Visible Values
Personal Development
February 18, 2019
Wally Bock
Author + Blogger + Ghostwriter + Writing Coach
Topics
evaluate, priorities, Values, values alignment“Coach Bryant had an idea about how a man should act, and if you watched him, you could figure it out.”
Howell Raines described legendary Alabama football coach Bear Bryant that way. The quote illustrates something important about values. What you do shows your values to the world.
Most of us, most of the time, are sure that the way we act reflects our values. We’re often wrong. Nobel Laureate Richard Feynman put that in a sentence: “The first principle is that you must not fool yourself and you are the easiest person to fool.”
You’re easy to fool because you cut yourself slack. You evaluate your actions based on your intentions. But other people don’t see your intentions. They only see what you do and hear what you say. If you want to make sure that the values you act out match the values you believe, you must do some work.
Clarify Your Values
The first step in getting your values and your behavior to match up is to define your values. Identify your most important values and write them down. Writing forces you to be specific. Here are two ways to clarify your values.
- Write the eulogy you hope someone would deliver at your funeral or memorial service. What would you want them to say?
- Make a list of your favorite quotes about leadership and life. Then write a statement that summarizes them all.
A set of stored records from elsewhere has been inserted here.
PR #122, opened 2023-05-30
Add HuggingFace embedding consistent with cloud service

dpsimpson:
I've added HuggingFace models to the embeddings options in outlines.

Some things:

- There would be less code if we just used `sentence_transformers`, but this is consistent with what happens in `cloud` right now (a light re-write of that code. Ben's argument for doing manual pooling is to reduce dependency bloat.)
- It adds a `batch_size` parameter to the generated function, in the case where you want to do batching. The default processes the input all in one batch. Would it be better for the default to do batches of 1?
- I haven't tested it with a gpu, but it should be lowered properly if a gpu is available 
- I've written some tests that all pass. ~But for some reason, a lot of the other tests are failing on my machine.~ It turns out I was using Python 3.11, which explains all of this.
- It's been through the pre-commit circus.

lmk what you think needs changing etc.

### DIFF
--- a/outlines/models/hf_transformers.py
+++ b/outlines/models/hf_transformers.py
@@ -465,7 +465,7 @@ def HuggingFaceEmbeddings(model_name: str):
         sentences
             The strings to be embedded
         batch_size
-        The batch size. If it is not provided, or if a negative value is given, the embeddings will be run as a single batch.
+            The batch size. If it is not provided, or if a negative value is given, the embeddings will be run as a single batch.
 
 
         Returns
--- a/outlines/models/hf_transformers.py
+++ b/outlines/models/hf_transformers.py
@@ -462,7 +462,7 @@ def HuggingFaceEmbeddings(model_name: str):
 
         Parameters
         ----------
-        sentences: List[str] | str
+        sentences
             The strings to be embedded
         batch_size: Optional[int]
         The batch size. If it is not provided, or if a negative value is given, the embeddings will be run as a single batch.
--- a/outlines/models/hf_transformers.py
+++ b/outlines/models/hf_transformers.py
@@ -1,5 +1,5 @@
 """Integration with HuggingFace's `transformers` library."""
-from typing import TYPE_CHECKING, Callable, Dict, List, Optional, Tuple
+from typing import TYPE_CHECKING, Callable, Dict, List, Optional, Tuple, Union
 
 from outlines.caching import cache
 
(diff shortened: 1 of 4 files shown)


outlines/models/hf_transformers.py
```diff
@@ -421,3 +421,113 @@ def create_type_constraint(
...
+    -------
+    A function that will call run the HuggingFace embedding with the given parameters when
+    passed a prompt. It will use a GPU if there is one available.
+
+    """
+
+    def mean_pooling(model_output, attention_mask):
+        """Pools together the outputs from a sentence embedding model to generate a vector embedding.
+
+        Code modified from https://github.com/normal-computing/cloud/blob/main/embedding-services/main.py
```
brandonwillard, line 449:
```suggestion
```

outlines/models/hf_transformers.py
```diff
@@ -421,3 +421,113 @@ def create_type_constraint(
...
+        The batch size. If it is not provided, or if a negative value is given, the embeddings will be run as a single batch.
+
+
+        Returns
+        -------
+        A function that will call run the HuggingFace embedding with the given parameters when
+        passed a prompt. It will use a GPU if there is one available.
+
+        Code modified from https://github.com/normal-computing/cloud/blob/main/embedding-services/main.py
+
```
brandonwillard, line 481:
```suggestion
```

outlines/models/hf_transformers.py
```diff
@@ -421,3 +421,107 @@ def create_type_constraint(
...
+        )
+
+    def get_embedding(
+        sentences: Union[List[str], str], *, batch_size: Optional[int] = None
+    ):
+        """Generates embeddings from mean-pooled sentence embeddings from HuggingFace sentence transformers.
+
+        Parameters
+        ----------
+        sentences: List[str] | str
```
rlouf, line 465:
```suggestion
        sentences
```

outlines/models/hf_transformers.py
```diff
@@ -421,3 +421,107 @@ def create_type_constraint(
...
+            The strings to be embedded
+        batch_size: Optional[int]
```
rlouf, line 467:
```suggestion
        batch_size
```

outlines/models/hf_transformers.py
```diff
@@ -421,3 +421,107 @@ def create_type_constraint(
...
+        The batch size. If it is not provided, or if a negative value is given, the embeddings will be run as a single batch.
```
rlouf, line 468:
```suggestion
            The batch size. If it is not provided, or if a negative value is given, the embeddings will be run as a single batch.
```

outlines/models/hf_transformers.py
```diff
@@ -421,3 +421,107 @@ def create_type_constraint(
...
+        embeddings_list = []
+
+        for i in range(0, len(sentences), batch_size):
+            batch_sentences = sentences[i : i + batch_size]
+            encoded_input = tokenizer(
+                batch_sentences,
+                padding=True,
+                truncation=True,
+                return_tensors="pt",
+            )
```
rlouf, line 507: What is the point of batching? Memory constraints?

outlines/models/hf_transformers.py
```diff
@@ -421,3 +421,107 @@ def create_type_constraint(
...
+                model_output, encoded_input["attention_mask"]
+            )
+            batch_embeddings = torch.nn.functional.normalize(
+                batch_embeddings, p=2, dim=1
+            )
+
+            embeddings_list.append(batch_embeddings)
+
+        embeddings_tensor = torch.cat(embeddings_list, dim=0)
+        return embeddings_tensor.cpu().numpy()[:n_sentences,]  # check slicing here
```
rlouf, line 525: We should write a test to check the slicing. (what would be after `n_sentences`?)

outlines/models/hf_transformers.py
```diff
@@ -421,3 +421,107 @@ def create_type_constraint(
...
+
+
+        Returns
+        -------
+        A function that will call run the HuggingFace embedding with the given parameters when
+        passed a prompt. It will use a GPU if there is one available.
+
+        """
+        import torch
+        from transformers import AutoModel, AutoTokenizer
```
rlouf, line 478: Is there any kind of check on `model_name` that we can enforce? For text generation this is done on the `transformers` size by calling `AutoModelForCausalLM`. Is there a similar model class in `transformers` that checks that the model is appropriate for the given task?

Maybe even something as simple as making sure that the model name starts with `sentence-transfomers/`.

tests/models/test_hf_transformers.py
```diff
@@ -76,3 +81,27 @@ def test_is_in_multiple_samples():
...
+    model = HuggingFaceEmbeddings(EMBED_MODEL)
+    out = model(["This is a test sentence", "Another test sentence"])
+    assert isinstance(out, np.ndarray)
+    assert out.shape[0] == 2
+    assert out.shape[1] == 384
+
+
+def test_batch_embeddings():
+    model = HuggingFaceEmbeddings(EMBED_MODEL)
+    out = model(["This is a test sentence", "Another test sentence"], batch_size=4)
```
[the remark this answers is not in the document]
dpsimpson: It’s checking that the batching returns the right shape even after padding.

outlines/models/hf_transformers.py
dpsimpson: Also parallelism. Faster to reduce number of sends to gpu

brosand:
> > * There would be less code if we just used `sentence_transformers`, but this is consistent with what happens in `cloud` right now (a light re-write of that code. Ben's argument for doing manual pooling is to reduce dependency bloat.)
> 
> Not an expert, but it looks like the `sentence-transformer` repos contains much more code than just a pooling function. With what models is the code in this PR compatible?

This code is specially built for the sgpt implementation. I would actually vote for moving to `sentence-transformers in the long-term, so I think it's reasonable to do it here (assuming there aren't any reproducibility problems

> > * It adds a `batch_size` parameter to the generated function, in the case where you want to do batching. The default processes the input all in one batch. Would it be better for the default to do batches of 1?
> 
> Has Ben found that chunking batches was necessary? At what scale?

Batch size really depends on hardware and the model that is being used. I think it's probably fine to set a default batch size of 128 or larger since most embedding models are pretty small, but I wouldn't really want to commit to any numbers without more information.

PR #124, opened 2023-06-01
Create masks from regex

rlouf:
This PR adds a function that creates a mask from strings that represent a regex. I also add a aliases for a few frequent use cases:

- floats
- integers
- set of characters

Masks are returned as boolean `np.ndarray`, and can thus be combined using `|` (logical or) and `&` (logical and):

```python
>>> import numpy as np
>>> a = np.array([True, False, True])
>>> b = np.array([True, True, False])
>>> a & b
array([ True, False, False])
>>> a | b
array([True, True, True])
```

I originally used `torch.tensor`s but decided to use `numpy.ndarray`s in the end. While this could allow supporting models written with different frameworks, I am still wondering if the conversion to and from the frameworks would slow down the generation due to copying the content of the arrays.

In the Numpy-> Framework direction, `jax.numpy.asarray` [does not  copy](https://jax.readthedocs.io/en/latest/_autosummary/jax.numpy.asarray.html) the input is a `numpy.ndarray`, and [neither does](https://pytorch.org/docs/stable/generated/torch.from_numpy.html) `torch.from_numpy`. So we should be able to return NumPy arrays here without adding any overhead.

### DIFF
--- a/outlines/text/masks.py
+++ b/outlines/text/masks.py
@@ -1,0 +1,73 @@
+import re
+from typing import Dict, Iterable
+
+import numpy as np
+
+__all__ = [
+    "create_char_set_mask",
+    "create_float_mask",
+    "create_int_mask",
+    "create_mask_from_regex",
+]
+
+
+def create_mask_from_regex(vocabulary: Dict[str, int], regex: str) -> np.ndarray:
+    """Create a token mask from a regex.
+
+    Parameters
+    ----------
+    vocabulary
+        A dictionary that contains a tokenizer's vocabulary as a map
+        between tokens and their ids.
+    regex
+        The regex that tokens need to respect.
+
+    """
+    program = re.compile(regex)
+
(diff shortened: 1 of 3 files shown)


outlines/text/masks.py
```diff
@@ -0,0 +1,71 @@
...
+
+    mask = np.zeros(len(vocabulary), dtype=np.bool_)
+    for token, token_id in vocabulary.items():
+        if program.match(token) is not None:
+            mask[token_id] = True
+
+    return mask
+
+
+def create_int_mask(vocabulary: Dict[str, int]) -> np.ndarray:
```
rlouf, line 36: Benchmark against using `isdigit()`

rlouf: More generally all `int_mask`, `float_mask` and `char_set` masks should be benchmarked against their equivalent Python implementation.

brandonwillard (approved):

Those are informal exercises you can do by yourself. There are also formal values clarification exercises.
If you have a leadership coach, he or she may have an instrument or exercise they prefer. Most of the formal methods begin with values sorting. In some, you choose between pairs of words representing values. In others or where you put a list of values in priority order.
How Do You Act?
Once you’ve defined your values, it’s time to test how well your actions and values match up. Just like Coach Bryant, you want people to tell what you believe by watching how you act.
Get out your calendar and your checkbook. What do they say is important to you?
What are you known for? If someone who doesn’t know you asks someone who does about you, what will they say?
I’ve done an exercise like this about every two years for the last 25 years. If your experience is like mine, your values and behaviors won’t match up nearly as well as you think they do.
My values include doing quality work but also spending time with family. But every values clarification exercise shows that I act like work is way more important.
That’s easy to see with a calendar review. The time for work and the time for family are out of balance. And we value things by giving them time.
Doing Better
A values clarification exercise should make you uncomfortable. But once you understand the gap between how you act and how you want to act, you can do something about it.
Don’t try to change everything at once. Pick one thing you want to work on. Decide how you will assess it. Make that assessment part of your life.